(GIVEN DATA Opens)

PR #1436, opened 2022-07-08
PageExtension without deprecated InitRuntimeInterface

Hanmac:
## Subject

I am targeting this branch, because i don't know if that would count as BC.

it fixes:
> The "Sonata\PageBundle\Twig\Extension\PageExtension" class implements "Twig\Extension\InitRuntimeInterface" that is deprecated since Twig 2.7, to be removed in 3.0.

The Thing about `$env->getGlobals()['app']->getRequest()->getPathInfo();`, my gut is telling me that RequestStack would be cleaner, but that wouldn't be BC anymore if this one might be.

## Changelog

```markdown
### Changed
- PageExtension doesn't need InitRuntimeInterface anymore
```

### DIFF
--- a/src/Twig/Extension/PageExtension.php
+++ b/src/Twig/Extension/PageExtension.php
@@ -33,10 +33,8 @@ use Twig\TwigFunction;
  * PageExtension.
  *
  * @author Thomas Rabaix <thomas.rabaix@sonata-project.org>
- *
- * @final since sonata-project/page-bundle 3.26
  */
-class PageExtension extends AbstractExtension
+final class PageExtension extends AbstractExtension
 {
     /**
      * @var CmsManagerSelectorInterface
--- a/src/Twig/Extension/PageExtension.php
+++ b/src/Twig/Extension/PageExtension.php
@@ -26,6 +26,9 @@ use Symfony\Component\HttpKernel\Controller\ControllerReference;
 use Symfony\Component\Routing\Generator\UrlGeneratorInterface;
 use Symfony\Component\Routing\RouterInterface;
 use Twig\Environment;
+use Twig\Error\LoaderError;
+use Twig\Error\RuntimeError;
+use Twig\Error\SyntaxError;
 use Twig\Extension\AbstractExtension;
 use Twig\TwigFunction;
 
@@ -45,11 +48,6 @@ final class PageExtension extends AbstractExtension
      * @var SiteSelectorInterface
      */
     private $siteSelector;
-
-    /**
-     * @var array
-     */
-    private $resources;
 
     /**
      * @var RouterInterface
@@ -100,9 +98,11 @@ final class PageExtension extends AbstractExtension
     }
 
     /**
-     * @return string
+     * @throws LoaderError
+     * @throws RuntimeError
+     * @throws SyntaxError
      */
-    public function breadcrumb(Environment $twig, ?PageInterface $page = null, array $options = [])
+    public function breadcrumb(Environment $twig, ?PageInterface $page = null, array $options = []): string
     {
         if (!$page) {
             $page = $this->cmsManagerSelector->retrieve()->getCurrentPage();
@@ -140,7 +140,7 @@ final class PageExtension extends AbstractExtension
             }
         }
 
-        return $this->render($twig, $options['template'], [
+        return $twig->render($options['template'], [
             'page' => $page,
             'breadcrumbs' => $breadcrumbs,
             'options' => $options,
@@ -255,19 +255,5 @@ final class PageExtension extends AbstractExtension
         }
 
         return HttpKernelExtension::controller($controller, $attributes, $query);
-    }
-
-    /**
-     * @param string $template
-     *
-     * @return string
-     */
-    private function render(Environment $twig, $template, array $parameters = [])
-    {
-        if (!isset($this->resources[$template])) {
-            $this->resources[$template] = $twig->load($template);
-        }
-
-        return $this->resources[$template]->render($parameters);
     }
 }
--- a/src/Twig/Extension/PageExtension.php
+++ b/src/Twig/Extension/PageExtension.php
@@ -102,19 +102,9 @@ class PageExtension extends AbstractExtension
     }
 
     /**
-     * NEXT_MAJOR: remove this method.
-     *
-     * @deprecated since sonata-project/page-bundle 3.14, to be removed in version 4.0.
-     */
-    public function getName()
-    {
-        return 'sonata_page';
-    }
-
-    /**
      * @return string
      */
-    public function breadcrumb(Environment $env, ?PageInterface $page = null, array $options = [])
+    public function breadcrumb(Environment $twig, ?PageInterface $page = null, array $options = [])
     {
         if (!$page) {
             $page = $this->cmsManagerSelector->retrieve()->getCurrentPage();
@@ -152,7 +142,7 @@ class PageExtension extends AbstractExtension
             }
         }
 
-        return $this->render($env, $options['template'], [
+        return $this->render($twig, $options['template'], [
             'page' => $page,
             'breadcrumbs' => $breadcrumbs,
             'options' => $options,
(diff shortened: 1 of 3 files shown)


eerison:
@Hanmac can you open to 3.x? we should remove the deprecation from 3.x and merge into 4.x

Hanmac:
> @Hanmac can you open to 3.x? we should remove the deprecation from 3.x and merge into 4.x

@eerison you mean this changes should be BC for 3.x? or do you mean twig 3.x?

eerison:
> > @Hanmac can you open to 3.x? we should remove the deprecation from 3.x and merge into 4.x
> 
> @eerison you mean this changes should be BC for 3.x? or do you mean twig 3.x?

well because this deprecations are in 3.x, and to upgrade from 3.x to 4.x, the guy need to solve all deprecations and after that he is safe to migrate to next major.

for this reason we should solve the deprecations into the 3.x branch and after that merge into 4.x

src/Twig/Extension/PageExtension.php
```diff
@@ -267,13 +253,13 @@ public function renderBlock(PageBlockInterface $block, array $options = [])
      *
      * @return ControllerReference
      */
-    public function controller($controller, $attributes = [], $query = [])
+    public function controller(Environment $env, $controller, $attributes = [], $query = [])
```
eerison: why don't you inject this in `__construct`?

Hanmac: because https://www.lrotherfield.com/blog/symfony2-get-twig-environment-twig-extension

but what i would inject in construct is RequestStack

eerison: Well I would inject this in constructor and not in the method, because it's a dependency that your class needs to work, then IMO it should be injected on constructor.

eerison: https://symfony.com/doc/current/templates.html#rendering-a-template-in-services

VincentLanglet:
I disagree with @eerison, this should be done in 4.x.

In 3.x, we only to add deprecation about what will be changed/removed in 4.x about the PageBundle.
But there is no need to solve all the symfony/twig deprecation directly in 3.x. Especially because some of them require BC-break.

Here, not extending/implementing a class/interface is a BC-break. Sure there is almost no chance it will break someone code ; but we should stay with our BC-policy.

The strategy for the user will be the following
- Bump to SonataPage 4.x which will be compatible with Symfony 4 and 5 and Twig 2 and 3.
- Bump to Symfony 5.
- Bump to Twig 3.

src/Twig/Extension/PageExtension.php
eerison: and could you use `$twig` instead of `$env`, like symfony example, it is quite clear that you are inject twig class

eerison:
> 

hmmm I see, But in this case who uses `sonata page bundle` 3.x never will solve all deprecations, because some of them are inside of `sonata page code`.

Then what do you say, is we do not need to care about deprecations in `3.x` that was introduced from symfony, just solve them in the next major.

src/Twig/Extension/PageExtension.php
Hanmac: the problem is that this is a twig extension, not some general service

defining Twig Env in Constructor causes circular dependency problems

src/Twig/Extension/PageExtension.php
```diff
@@ -37,7 +36,7 @@
  *
  * @final since sonata-project/page-bundle 3.26
  */
-class PageExtension extends AbstractExtension implements InitRuntimeInterface
+class PageExtension extends AbstractExtension
```
eerison: Let this class as final , and remove the comment above

src/Twig/Extension/PageExtension.php
eerison: Hmmmm

eerison:
~~For me it's fine :)~~

There is a comment that you need to solve 👀

src/Twig/Extension/PageExtension.php
```diff
@@ -288,10 +262,10 @@ public function controller($controller, $attributes = [], $query = [])
      *
      * @return string
      */
-    private function render($template, array $parameters = [])
+    private function render(Environment $twig, $template, array $parameters = [])
```
eerison: but @Hanmac I was thinking we do not use render like this

usually we just call 

```php
$this->render('template.html.twig', []);
```

Hanmac: this function currently is only called by the `breadcrumb` function.
such breadcrumbs should only just be called once per page load?

if we don't need resources stored, then we could remove the render function and just call:
`$twig->render($template, $parameters)` directly

VincentLanglet:
> But in this case who uses sonata page bundle 3.x never will solve all deprecations, because some of them

It's not an issue.
People should just solve direct deprecations, not indirect ones.

src/Twig/Extension/PageExtension.php
Hanmac: @VincentLanglet your opinion? do we really need to store the twig templates when it most likely only render it once for breadcrumb?

VincentLanglet: I would say that since it was stored before, we should still doing it, in order to avoid to many changes.

VincentLanglet (dismissed):

src/Twig/Extension/PageExtension.php
Hanmac: because we are BC breaking anyway we might remove this part too

because breadcrumbs are only called once most likely, storing the loaded /not rendered template shouldn't even have any effect at all

src/Twig/Extension/PageExtension.php
```diff
@@ -86,48 +78,31 @@ class PageExtension extends AbstractExtension implements InitRuntimeInterface
...
             new TwigFunction('sonata_page_ajax_url', [$this, 'ajaxUrl']),
-            new TwigFunction('sonata_page_breadcrumb', [$this, 'breadcrumb'], ['is_safe' => ['html']]),
+            new TwigFunction('sonata_page_breadcrumb', [$this, 'breadcrumb'], ['is_safe' => ['html'], 'needs_environment' => true]),
             new TwigFunction('sonata_page_render_container', [$this, 'renderContainer'], ['is_safe' => ['html']]),
             new TwigFunction('sonata_page_render_block', [$this, 'renderBlock'], ['is_safe' => ['html']]),
             new TwigFunction('controller', [$this, 'controller']),
         ];
     }
 
-    public function initRuntime(Environment $environment): void
```
eerison, line 110: @VincentLanglet just to clarify

in this case, ins't it a BC broken?

if someone is using this  `initRuntime` method, and the people didn't get any deprecation message, it's a BC broken, isn't it?

Edit 1: the same for `breadcrumb` if add a new parameter, it will broken, won't it?

Hanmac: that's why i did it for the 4.x branch so i can do BC breaks

eerison: yes, But it wasn't deprecated in `3.x` then who uses `3.x` doesn't know that it was removed in `4.x`.

Hanmac: The function was already deprecated by twig

eerison: ahh Ok ;)

Hanmac: Also page Extension was ``@final`` so it shouldn't have been touched by users anyway

src/Twig/Extension/PageExtension.php
jordisala1991: It could be worth to simplify this code.

jordisala1991 (approved):

VincentLanglet (approved):

VincentLanglet:
Thanks

src/Twig/Extension/PageExtension.php
VincentLanglet: Can be done in another PR if needed :)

(GIVEN DATA Closes)

● WHAT IS NEEDED
Search the listing above for lines containing "comment", and copy them.

● COMPLETED TASK
eerison: Let this class as final , and remove the comment above
There is a comment that you need to solve 👀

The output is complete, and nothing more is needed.